Stored data entries:
<<<<
Issue #450, opened 2022-04-20
Pyppeteer test is non-deterministic


annehaley:
I've gotten a failure like this a few times on some PRS: https://github.com/OpenImaging/miqa/runs/6101270717?check_suite_focus=true

After re-running the job, it passes. Perhaps some race condition is created and the expected outcome only happens some percentage of the time? Specifically, the failure only happens at the point where the test ensures that the default email recipient is present in the `To` field.

PR #468, opened 2022-04-26
Cache lfs, pip deps, and node deps for CI

annehaley:


.github/workflows/cache.yml
```diff
@@ -0,0 +1,59 @@
...
+  push:
+    branches:
+      - master
+
+jobs:
+  cache-lfs:
+    runs-on: ubuntu-latest
+
+    - name: Cache git lfs
+      uses: actions/cache@v3
```
dzenanz: My first impression was that this was supposed to be added to existing `.yml` files. Will a separate `cache.yml` work?

annehaley: No, you're right. This first attempt was not successful. I'm looking into sharing one built image between jobs right now.

annehaley:
I've been looking around for a way to test this locally, but I haven't found anything useful. I did some significant refactoring and the tests don't run now, so I need a way to diagnose.

dzenanz:
The usual way is to have the local setup close to what is being done inside CI virtual machine.

annehaley:
I found `act`, which is a good way to test Github Actions locally: https://github.com/nektos/act. Using this tool, I was able to run this multiple times and find the most efficient configuration. 

Additionally, I reconfigured the job to not require a successful download from git-lfs. It will try, but if that failure happens the tests will continue. The celery task will still spawn in the pytest (we don't currently test what happens within the celery task) and it will raise the `UnpicklingError` we know and love. We can write a test later that can provide insights about the success of the celery task (without making the whole run crash like we see here https://github.com/OpenImaging/miqa/runs/6165918974?check_suite_focus=true)

The only failure we're getting now is known: #450

.github/workflows/ci.yml
```diff
@@ -22,8 +33,6 @@ jobs:
         ports:
           - 5672:5672
       minio:
-        # This image does not require any command arguments (which GitHub Actions don't support)
-        # TODO at the time this was pinned, latest bitnami/minio was broken
```
dchiquito: Why remove this? It still seems pertinent to me, unless you meant to change the image to `bitnami/minio:latest`.

.github/actions/cache_deps/action.yml
```diff
@@ -0,0 +1,59 @@
+name: Cache dependencies
+inputs:
+  fetch-lfs:
+    default: false
+  download-node-deps:
+    default: false
```
dchiquito: Why not have three actions, `lfs.yml`, `tox.yml`, and `npm.yml`? If a CI step needs multiple it can just invoke the ones it needs, and you don't need to worry about these toggle arguments.

dzenanz (commented):
I am not familiar enough with GitHub actions to properly judge this.

.github/workflows/ci.yml
annehaley: Oh you're right. In a previous commit, I bumped it to latest and removed the comment, but then in my last commit, I pinned it again because the latest minio still breaks our `check-migrations` test. It at least was a good checkpoint for whether we still need it pinned (we do). So I'll put the comment back in, too.

annehaley: Changed in [fd836a4](https://github.com/OpenImaging/miqa/pull/468/commits/fd836a4d9c7a9288f537a1898015fafc1eec289f). I didn't add back the first line of that comment, though, because it seems unnecessary. The other services don't have command arguments either.

.github/actions/cache_deps/action.yml
annehaley: Ok, I like that design better. Changed in [91a7272](https://github.com/OpenImaging/miqa/pull/468/commits/91a7272d9bf1ef8fc3e2423aa84e4edb83ab7ce1)

dchiquito (approved):

PR #478, opened 2022-04-29
Release fixes 2

### LINKED ISSUE #470: Global import / export does not do anything

### LINKED ISSUE #472: Multi-project import and export
Add two new buttons on the interface, one for import one for export. When clicked, it would be equivalent to clicking import or export for each project the user has access to.

### LINKED ISSUE #473: Use WSGI server in production - we  need to use gunicorn
https://github.com/OpenImaging/miqa/blob/0246c2418d8707c6eeecb5a28e08351be78d999d/prod/docker-compose.yml#L31-L32 currently reads:
```
    # TODO install and use a wsgi server
    command: ["./manage.py", "runserver", "0.0.0.0:8000"]
```

We should use a real WSGI server to run the application in production.

annehaley:
Resolves #472. Resolves #470. Resolves #473.


prod/docker-compose.yml
```diff
@@ -28,8 +28,7 @@ services:
         DJANGO_SECRET_KEY: ${DJANGO_SECRET_KEY}
         VUE_APP_OAUTH_API_ROOT: ${VUE_APP_OAUTH_API_ROOT}
 
-    # TODO install and use a wsgi server
-    command: ["./manage.py", "runserver", "0.0.0.0:8000"]
+    command: ["gunicorn", "-k", "gthread", "--threads", "8", "--bind", "0.0.0.0:8000", "miqa.wsgi"]
```
dchiquito, line 31: Do you not need to install gunicorn?

dchiquito (approved):

prod/docker-compose.yml
annehaley: It's already included in `setup.py`

client/src/components/KeyboardShortcutDialog.vue
```diff
@@ -21,12 +21,11 @@ export default defineComponent({
           ['z', 'x'],
         ],
       ],
-      ['Decrease/increase window', [['-', '=']]],
+      ['Decrease/increase window width', [['-', '=']]],
       ['Decrease/increase window level', [['[', ']']]],
       ['Toggle fullscreen', [['e', 'd', 'c']]],
       ['Mark as usable/usable extra/questionable/unusable', [['u', 'i', 'o', 'p']]],
       ['Place crosshairs at location', [['click']]],
-      ['Changing window width & level', [['click + dragging']]],
```
zachmullen, line 29: We're removing this control?

client/src/components/VtkViewer.vue
```diff
@@ -159,6 +160,9 @@ export default {
       });
       this.resizeObserver.observe(this.$refs.viewer);
       this.view.getInteractor().onLeftButtonPress((event) => this.placeCrosshairs(event));
+      this.view.getInteractor().getInteractorStyle().getMouseManipulators().forEach(
+        (manipulator) => manipulator.setDragEnabled(false),
```
zachmullen:
```suggestion
        (manipulator) => { manipulator.setDragEnabled(false); }, 
```

client/src/django.ts
```diff
@@ -17,10 +17,6 @@ interface Paginated<T> {
 const apiClient = axios.create({ baseURL: API_URL });
 let s3ffClient;
 
-apiClient.interceptors.response.use(null, (error) => {
-  const msg = error?.response?.data?.detail || 'No response from server';
-  throw new Error(msg);
-});
```
zachmullen, line 23: Was this simply unnecessary?

miqa/core/rest/global_settings.py
```diff
@@ -25,7 +25,7 @@ def get_object(self):
         return GlobalSettings.load()
 
     def get_permissions(self):
-        if self.request.method == 'GET':
+        if self.request.method != 'PUT':
```
zachmullen: It seems safer to explicitly enumerate the conditions under which we are more permissive.

miqa/core/rest/permissions.py
```diff
@@ -37,7 +37,7 @@ def _wrapped_view(viewset, *args, **wrapped_view_kwargs):
             user_perms_on_project = get_perms(user, project)
             review_perm = has_review_perm(user_perms_on_project)
             read_perm = has_read_perm(user_perms_on_project)
-            error_response = Response(status=status.HTTP_401_UNAUTHORIZED)
+            error_response = Response(status=status.HTTP_403_FORBIDDEN)
```
zachmullen: Why construct this in advance? Can we just do it on line 47 when we know we need to return it?

zachmullen (changes requested):

client/src/django.ts
annehaley: I moved it to the bottom of the file so that I could reference `djangoClient.logout()` without a lint error

zachmullen: Oh I see, it's  still got this logic inside in addition to the new logic. Sorry for the noise.

client/src/components/KeyboardShortcutDialog.vue
annehaley: This is something I want to ask the team about before merging. The window width/level control via the vtk interactor does not affect the values of window & level shown in the sliders, and I couldn't figure out how to make this two-way. If we can figure that out, we can add it back in.

zachmullen: I think we just need to bind it manually. I assume there's some event binding we can listen to from the VTK side; we may have to ask vtk.js devs.

miqa/core/rest/permissions.py
annehaley: Sure, changed in [a31191a](https://github.com/OpenImaging/miqa/pull/478/commits/a31191aef35795936d00ec1e22910cf8c30aa8cd)

miqa/core/rest/global_settings.py
annehaley: Good point, changed in [bd32b0b](https://github.com/OpenImaging/miqa/pull/478/commits/bd32b0b660dc8fde2237726198aa787c6b40b09e)

client/src/components/KeyboardShortcutDialog.vue
annehaley: I used @floryst's advice to make the changes in [0422c1a](https://github.com/OpenImaging/miqa/pull/478/commits/0422c1a5d2371be5cfd3960dd170ab9b74820b8b), wherein I put the functionality (and keyboard shortcuts row) back in.

zachmullen (approved):

PR #486, opened 2022-05-09
Fetch the git version tag and display it in the navbar tooltip

annehaley:


miqa/core/rest/other_endpoints.py
```diff
@@ -6,6 +8,11 @@
 
 from miqa.core.models.scan_decision import ArtifactState, default_identified_artifacts
 
+MIQA_VERSION = subprocess.run(
+    ['git', 'describe', '--tags'],
```
aashish24, line 12: @annehaley this would always generate the last tag available on the master branch. Wouldn't it be better if we have the SHA that was used to build the image?

annehaley: Added in [e2ec803](https://github.com/OpenImaging/miqa/pull/486/commits/e2ec803b034eac53c42e80977447951e23261029)

PR #487, opened 2022-05-10
Add pyppeteer tests for imports and exports

annehaley:


miqa/core/tests/pyppeteer/test_import_export.py
```diff
@@ -0,0 +1,100 @@
...
+
+async def get_current_num_scans(page):
+    return len(await page.xpath('//ul[contains(@class, "scans")]/li'))
+
+
+async def edit_import_export_paths(page):
+    # Edit import path
+    import_path_input = await page.waitForXPath('//input[contains(@name, "import-path")]')
+    await import_path_input.click({'clickCount': 3})  # highlight the text to overwrite it
+    await import_path_input.type('samples/demo_project.csv')
```
dchiquito: I think it's worth having `import_path` and `export_path` arguments to this function. If someone were reading the test, they would need to dig into this method to find what exactly is being put into the import/export fields.

miqa/core/tests/pyppeteer/test_import_export.py
```diff
@@ -0,0 +1,100 @@
...
+
+    # Edit export path
+    import_path_input = await page.waitForXPath('//input[contains(@name, "export-path")]')
+    await import_path_input.click({'clickCount': 3})  # highlight the text to overwrite it
+    await import_path_input.type('samples/demo_project_export.csv')
+    await page.waitFor(1_000)
+
+    # Click save
+    await (await page.waitForXPath('//button[span[.=" Save "]][@type="submit"]')).click()
+    await page.waitFor(1_000)
```
dchiquito, line 22: If there's a save confirmation notification, it would be good to check for that here.

miqa/core/tests/pyppeteer/test_import_export.py
```diff
@@ -0,0 +1,100 @@
...
+async def perform_import(page):
+    # Click import button, and again in the modal confirmation
+    await (await page.waitForXPath('//button[span[.=" Import "]]')).click()
+    await page.waitFor(1_000)
+    await (
+        await page.waitForXPath(
+            '//div[contains(@class, "v-card__actions")]//button[span[.=" Import "]]'
+        )
+    ).click()
+    await page.waitFor(6_000)
```
dchiquito, line 36: Generally speaking, calling `waitFor(...)` immediately before `waitForXPath(...)` doesn't accomplish very much. [waitForXPath](https://puppeteer.github.io/puppeteer/docs/puppeteer.page.waitforxpath/) already waits for a while (30 seconds by default, I think? It's configurable when the `page` fixture is set up), and you can set an arbitrary timeout when calling waitForXPath. If it really takes more than 30s but less than 36s for the element to appear, I think it's probably better to just pass the `timeout` parameter to waitForXPath.

That said, there are exceptions when it does make sense to do exactly this. If you had a search widget with some search results already present, then you do a new search, you would need to wait a moment with `waitFor` for the old results to be cleared away, then wait for the new results with `waitForXPath`. This doesn't seem like one of those times, though.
>>>>
TASK OBJECTIVE. Gather each line in the data that holds the string "return".

ANSWER.
         return GlobalSettings.load()
zachmullen: Why construct this in advance? Can we just do it on line 47 when we know we need to return it?
+    return len(await page.xpath('//ul[contains(@class, "scans")]/li'))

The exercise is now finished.